In New Zealand, all eligible pensioners under our national superannuation scheme receive a modest, hand-to-mouth fortnightly payment with few concessions. Rising levels of hardship among our elderly simply reflect our falling living standards, wrought by unchecked national economic decline.
By contrast, the Nordic nations are renowned for their extraordinarily generous superannuation packages, which enable their elderly to enjoy living standards New Zealand’s superannuitants can only dream about. The question is: how can tiny nations like Denmark enjoy such largesse?
The answer lies in the widely divergent economic profiles of Denmark and neoliberalised Aotearoa/New Zealand.
Denmark has a $700 billion, export-led mixed economy. It is an export powerhouse. Its export income exceeds a staggering $470b.

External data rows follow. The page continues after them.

PR #57, opened 2021-08-01
Homepage and Class List Page Integration

cindy-wang328:
https://www.notion.so/uwblueprintexecs/086c1b564dbf478faa649a8880e34b81?v=9d3f8002a0d1477ba395616dfc082af7&p=b648ad37d4ef4f8981aa306adf601e8e

Steps to test

- `npx prisma studio` to open prisma studio. Created 2 program + programtranslations, 2 class + classtranslations, 1 user + teacher + teacherreg
- opened localhost 3000 and clicked the program cards, checked the "Loading" text appears when it's loading

image
image

image
image
image
image
image


feng-eric:
Can you rename the PR `Homepage and Class List Page Integration`

pages/api/cardinfo/class.ts
```diff
@@ -0,0 +1,31 @@
...
+ * @param req API request object
+ * @param res API response object
+ */
+export default async function handle(
+    req: NextApiRequest,
+    res: NextApiResponse,
+): Promise<void> {
+    if (req.method == "GET") {
+        const { id } = req.query;
+        const result = await getClassInfoWithProgramId(id as string);
```
feng-eric: I think we should just create an endpoint in `api/class/index.ts` for this. We should return classes by programId in the backend and reutrn everything about each class to the frontend. We should let the frontend just filter/process the data to the way that's required.

pages/api/cardinfo/program.ts
```diff
@@ -0,0 +1,33 @@
...
+ * handle takes the programId parameter and returns
+ * the program associated with the programId
+ * @param req API request object
+ * @param res API response object
+ */
+export default async function handle(
+    req: NextApiRequest,
+    res: NextApiResponse,
+): Promise<void> {
+    if (req.method == "GET") {
```
feng-eric: I think this functionality is really similar to `api/program/[id].ts`. I think you should just use that and send everything to the frontend. Just let the frontend process the data in the format that it needs to be in.

services/database/programcardinfo.ts
```diff
@@ -0,0 +1,168 @@
+import prisma from "@database";
+import { ProgramCardInfo } from "models/Program";
+import { ClassCardInfo } from "models/Class";
+import { locale } from "@prisma/client";
+
+/**
+ * @param {string} id - programId
+ */
+async function getClassInfoWithProgramId(id: string): Promise<ClassCardInfo[]> {
```
feng-eric: Related to comment above, let's just have a generic getClassesByProgramId query that's used in `api/class`.

feng-eric (changes requested):
Left some comments. I think we should try to keep the backend endpoints generic by returning all the information to the frontend and let frontend decide how to process the data. If we try to be selective of what fields to return, I think we will reach a point where we'll have a lot of different endpoints that aren't really re-usable but are really similar. 

I think it's better to allow endpoints to return all information about a resource so that we can re-use the endpoints.

pages/api/cardinfo/program.ts
cindy-wang328: Where do we put the existing getProgram then? Does that mean we don't need any endpoint to get a Program object, every GET would get a ProgramCardInfo?

feng-eric: Like we discussed on Slack, I think we don't have to have an endpoint to get a Program object since we always want to get the program along with the language. Let me know if I'm mistaken

pages/index.tsx
```diff
@@ -28,7 +36,11 @@ export default function Component(props: ComponentProps): JSX.Element {
                 </Heading>
 
                 <Box>
-                    <ProgramList />
+                    {apiResponse ? (
+                        <ProgramList cardInfo={apiResponse.data} />
+                    ) : (
+                        "Loading"
```
mahadzaryab1: Can we use a [spinner](https://chakra-ui.com/docs/feedback/spinner) here?

pages/programdetails/[pid].tsx
```diff
@@ -1,153 +1,110 @@
...
+        fetchWithId,
+    );
+    const { data: programInfoResponse, error: programInfoError } = useSWR(
+        ["/api/cardinfo/program", pid],
+        fetchWithId,
+    );
+    if (classListError || programInfoError)
+        return (
+            <Text>
+                An error has occurred.{" "}
```
Comment (mahadzaryab1) [inline pages/programdetails/[pid].tsx]: what's the `.{" "}` for?

mahadzaryab1 (commented):
Added a few comments in addition to what @feng-eric said

pages/programdetails/[pid].tsx
Comment (cindy-wang328) [reply pages/programdetails/[pid].tsx]: LOL i have no idea, maybe i left an extra space somewhere and the formatter did this

cindy-wang328:
image
Spinner (the other spinner shows up too, but too fast to screenshot)

pages/api/class/index.ts
```diff
@@ -15,7 +16,11 @@ export default async function handle(
 ): Promise<void> {
     switch (req.method) {
         case "GET": {
-            const classes = await getClasses();
+            const { id } = req.query;
```
feng-eric: Let's name this programId so we don't get it confused with the id for class.

feng-eric:
```suggestion
            const { programId } = req.query;
```

pages/api/class/index.ts
```diff
@@ -15,7 +16,11 @@ export default async function handle(
...
+
+            const classes = id
```
feng-eric: Change to use programId here

pages/api/class/index.ts
```diff
@@ -15,7 +16,11 @@ export default async function handle(
...
+                ? await getClassInfoWithProgramId(id as string)
```
feng-eric: Let's convert `programId` to a number and use it as type number into this function. 

See below for example of converting to a number
https://github.com/uwblueprint/social-diversity-for-children/blob/862fabc0e0dd0709180aea47a5ddb30ae6e187d7/pages/api/enroll/child.ts#L43-L63

pages/api/program/[id].ts
```diff
@@ -14,69 +17,68 @@ export default async function handle(
...
-        if (!program) {
-            ResponseUtil.returnNotFound(
-                res,
-                `Program with id ${id} not found.`,
-            );
-            return;
+    switch (req.method) {
+        case "GET": {
+            const { id } = req.query;
+            const result = await getProgramCardInfo(id as string);
```
Comment (feng-eric) [inline pages/api/program/[id].ts]: Let's convert to a number and pass it in as a number instead.

See below on how to convert to a number here. Perhaps we could make this an util function? :O 

https://github.com/uwblueprint/social-diversity-for-children/blob/862fabc0e0dd0709180aea47a5ddb30ae6e187d7/pages/api/enroll/child.ts#L43-L63

pages/api/program/[id].ts
```diff
@@ -14,69 +17,68 @@ export default async function handle(
...
-    } else if (req.method == "DELETE") {
-        // Obtain program id
-        const { id } = req.query;
-        // Delete program with provided programId
-        const program = await deleteProgram(id as string);
+        case "DELETE": {
+            // Obtain program id
+            const { id } = req.query;
+            // Delete program with provided programId
+            const program = await deleteProgram(id as string);
```
Comment (feng-eric) [inline pages/api/program/[id].ts]: Same as above!

pages/programdetails/[pid].tsx
```diff
@@ -1,153 +1,126 @@
 import { useRouter } from "next/router";
```
Comment (feng-eric) [inline pages/programdetails/[pid].tsx]: Let's have the directory name be `pages/program-details/[pid].tsx`

services/database/programcardinfo.ts
```diff
@@ -0,0 +1,168 @@
+import prisma from "@database";
```
feng-eric: Let's try to keep naming consistent. I think `program-card-info.ts` would be better? What do you guys think? @mahadzaryab1 @cindy-wang328

services/database/programcardinfo.ts
```diff
@@ -0,0 +1,168 @@
...
+                    teacher: {
+                        select: {
+                            user: true,
+                        },
+                    },
+                },
+            },
+        },
+    });
+    return findResults.map((result) => {
```
feng-eric: What I remember doing last term is that we had util files which would do this mapping for converting the data into what we wanted. In database, we returned everything but we when used the function in the util file to clean it up a bit.

For example, in this case, we would first getClassByProgramId. Then, we would call this util function in the file in `api` to get the data in the format we want it to be. 

We could also do the same here, it would just be moving where you're mapping to a file within `util`. I think this would make the functions here a lot more usable if it returns all the information

services/database/programcardinfo.ts
```diff
@@ -0,0 +1,168 @@
...
+            imageLink: true,
+
+            programTranslation: {
+                where: {
+                    language: locale.en,
+                },
+            },
+        },
+    });
+    return findResult.map((p) => {
```
feng-eric: Same comment as above

feng-eric (commented):
Had some suggestions that I wanted to discuss. You don't have to change it if you don't agree with them

services/database/programcardinfo.ts
cindy-wang328: image
sure but LOL i was following these

services/database/programcardinfo.ts
cindy-wang328: The map doesn't really decrease amount of info, I included all the stuff in Program
The map is for flattening the name and description into the returned object, otherwise it'll have a nested programTranslation field
Program is 
```
  price INTEGER NOT NULL, -- price in cents, to make it integer
  online_format program_formats NOT NULL,
  tag TEXT NOT NULL, -- art, music, math etc (TODO we might need a tag table later)
  image_link TEXT,
  start_date TIMESTAMPTZ NOT NULL, -- earliest start date of all classes
  end_date TIMESTAMPTZ NOT NULL, -- latest end date of all classes
  is_archived BOOLEAN DEFAULT false NOT NULL,
  created_at TIMESTAMPTZ NOT NULL DEFAULT CURRENT_TIMESTAMP,
  updated_at TIMESTAMPTZ NOT NULL DEFAULT CURRENT_TIMESTAMP
```

pages/programdetails/[pid].tsx
Comment (mahadzaryab1) [reply pages/programdetails/[pid].tsx]: we can remove it then

services/database/programcardinfo.ts
feng-eric: I talked to @mahadzaryab1 and he said we should follow camelCase for typescript conventions actually

pages/program-details/[pid].tsx
```diff
@@ -41,14 +42,20 @@ export const ProgramDetails: React.FC = () => {
             </Text>
         );
     }
+    const mappedProgramInfoResponse = programInfoResponse
```
Comment (feng-eric) [inline pages/program-details/[pid].tsx]: Could name it `programCardInfo`?

pages/program-details/[pid].tsx
```diff
@@ -41,14 +42,20 @@ export const ProgramDetails: React.FC = () => {
...
+        ? CardInfoUtil.getProgramCardInfo(programInfoResponse.data)
+        : null;
+    const mappedClassInfoResponse = classListResponse
```
Comment (feng-eric) [inline pages/program-details/[pid].tsx]: Could name it `classCardInfo`?

utils/cardInfoUtil.ts
```diff
@@ -0,0 +1,89 @@
+import { ProgramCardInfo } from "models/Program";
+import { ClassCardInfo } from "models/Class";
+
+export class CardInfoUtil {
+    static getClassCardInfo(findResults: any[]): ClassCardInfo[] {
```
feng-eric: Let's make this plural `getClassCardInfos` maybe? I think having it plural would make it more reflective since we're passing and returning an array.

feng-eric: Let's add some documentation too please!

feng-eric (approved):

jason17h (approved):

And last year, its economy grew by 3.7%.
By contrast, New Zealand has a $400b “rock star economy” with $70b in export income, mostly from low-value, bulk commodity exports of rural origin. And last year, our economy contracted by 0.7%.
Let that sink in.
And, for the record, Denmark and New Zealand, both small trading nations, have had to confront exactly the same global economic and geostrategic uncertainty.
A staple argument of neoliberal economists is that high public expenditure “crowds out” or stifles private sector initiative, dynamism and growth. Hence, Prime Minister Christopher Luxon’s stated preference for reducing public expenditure through small government and greater personal responsibility as being key to prosperity. But Denmark puts paid to that argument.
Public expenditure, at $350b, accounts for 50% of Denmark’s economy. By contrast, New Zealand’s public expenditure of $160b comprises about 40% of our economy. And many want it reduced further.
Neoliberal economists deplore the fact that our world-leading national superannuation scheme, currently at 5% of GDP, is now the largest single component of government expenditure. But this should be seen in context. Our public expenditure is roughly one third of Denmark’s.
As a tiny, resource-rich nation, New Zealand should rank as one of the richest nations on the planet (in per capita income). But the enormous gulf between where we are now and where we could be simply widens year on year, regardless of whichever Government is in power.
The comparison between Denmark and New Zealand illustrates what tiny nations can achieve. Accordingly, the rising cost of our national superannuation scheme only becomes problematic with the continuation of our abysmal economic performance.
The question is whether the public and political will exists to concede failure, regroup and change direction. Other nations have done it. And spectacularly so. Singapore, for example. Or Finland. Or Norway.
The closer we can match Denmark’s economic profile, the better-off New Zealand’s 99% will become.